Why It’s Time To Change How Students Cite Their Work

student cites work

When students write a paper, it goes without saying that they must cite the sources that they use in creating it. For generations, students have created note cards to document and organize these resources and/or submitted a bibliography page with their finished work.

In the modern classroom, student research and creation has taken on a new look. Before, when students created a poster, and then separately handed in a bibliography page to the teacher, justice was done and fair credit was given for the ideas used.

However, as widespread sharing of these projects becomes more common, and the internet allows students to reach an audience far beyond the school or classroom, we need to re-evaluate this procedure and address our responsibility to share these sources – not just with the teacher or school, but with all who might consume the project.

Without readily available sources to review, the audience cannot truly evaluate the validity of the project. They are left with what might be a beautiful and elegant project (the product) without knowing the sources used to construct it (the process).

Sharing sources with an audience is how we can focus on the PROCESS of creation rather than seeing only the PRODUCT.

Sharing Sources of Student Work

1. Include citations for individual pieces of information within the products themselves. This method has the advantage of sharing the sources with those who are consuming the project. For a classroom, this further engages the class in evaluating the sources that are used and allows them to ask “is that a valid source?” or “does that source have a perspective or a bias?”

2. Have students create a traditional bibliography page in Google Drive and include a link to it on their project. This will increase the likelihood that students will explore sources and evaluate projects at a deeper level. The same could be done with Evernote or a shared document in Dropbox.
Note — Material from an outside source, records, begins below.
PR #2219, opened 2018-03-08
Security Fixes: String Buffers

CouleeApps:
Lots of places in the engine were using strcpy and strcat directly, not respecting the bounds of the buffers they were using. This PR does the following:

 - Cleans up the usages of specifically strcpy/strcat/dStrcpy/dStrcat
 - Redefines dStrcpy/dStrcat to take a buffer size parameter (breaking change)
 - Updates dStrcpy/dStrcat to use strlcpy and strlcat which respect buffer size and warn about overflow
- Fixes multiple buffer overflows that allowed arbitrary code execution or crashed the engine
- Removes legacy macOS code that would cause buffer overflows if it was ever used (it wasn't)


dottools:
These all do look good, however I advise against duplicating buffer length code but instead use a length variable to avoid copy&paste errors, or worst code; somebody after you revises the buffer lengths on allocation but didn't notice length code being used elsewhere and thus creates a new bug.

For example, instead of this:
```cpp
      newDesc = new char[dStrlen(desc) + 1];
      dStrcpy(newDesc, desc, dStrlen(desc) + 1);
```
Do this:
```cpp
      size_t size = dStrlen(desc) + 1;
      newDesc = new char[size];
      dStrcpy(newDesc, desc, size);
```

3. For traditional paper projects, science fair projects, posters, mobiles or other display work, have the students provide a shortened URL to let others find and explore their works cited as they view the product. This will also work for electronic work such as Prezis, Glogsters, Popplets, Google Presentations or online videos. Shortnened URLs can be created at tinyurl.com or by using chrome extensions such as goo.gl URL shortener.

3. In place of a Tiny URL, use a QR code to link viewers to works cited. QR codes can be created for free using QR Kaywa or QRCode Monkey. QR codes are an image file that can be easily added to online projects, and are equally effective when added to the end of videos.

In our information-rich world, accessing information is a daily activity, making it essential to credit the sources being used. This is no less true in elementary school, high school or college. The “Culture of Creation” that emerges in connected classrooms makes this even more important, and putting it at the forefront of creation will allow for a healthy and necessary evaluation of how classwork is created and the ideas used to do so.


  1. Michele Kirschenbaum

    February 20, 2014 at 5:26 pm

    Citation generators are super helpful as well! EasyBib users can export their bibliographies to email, Google Drive, or MS Word! Additionally, students can share their EasyBib bibliography via URL.

    Thanks for the awesome article that highlights the importance of citing sources! :)

  2. Kate Lewis

    February 20, 2014 at 6:57 pm

    I really like the QR code reader idea! Thanks!

  3. Ricky Rutledge (@kiwiprofesor)

    February 21, 2014 at 8:21 am

    Citelighter is great…and I’m not even getting paid! (Only interested in what’s best for my students.)


  4. Heather Edick

    February 24, 2014 at 5:41 am

    I like all of the ideas mentioned in the comments and would like to add Zotero to the list. I’ve used it for many years as a replacement to Endnote and it continues to impress me. It’s easy to capture sources, add information and notes, and create bibliographies from a list of sources.

  5. Tracey Cook

    February 24, 2014 at 6:10 pm

    I love the idea of process vs. end product citing. It is also time for scholars to address the need to change citation formats. Often a single web address leads to a secured database, impairing others from consulting the cited source. This defeats the point of using citations. Without being able to track the resources used by students, it is not possible to validate the sources’ credibility and thereby assess the students’ understanding and application of the information. Teachers should review the purpose of citations with students with relevant examples. When teachers advise students to use citation creators, students relinquish their responsibility to cite correctly. The citation creators often cite incorrectly or inadequately, especially when web pages are used.

  6. Western Dave

    February 25, 2014 at 5:16 pm

    Clickable links are okay, but rarely give useful data. They often just take me to a website that has remixed an unsourced image. Increasingly, I’m asking students to provide a text box that identifies the image, artist, author etc. in it’s original form, plus a link to where they found the image. Of course, things that were created online are different, but again, tracing back to first use is important.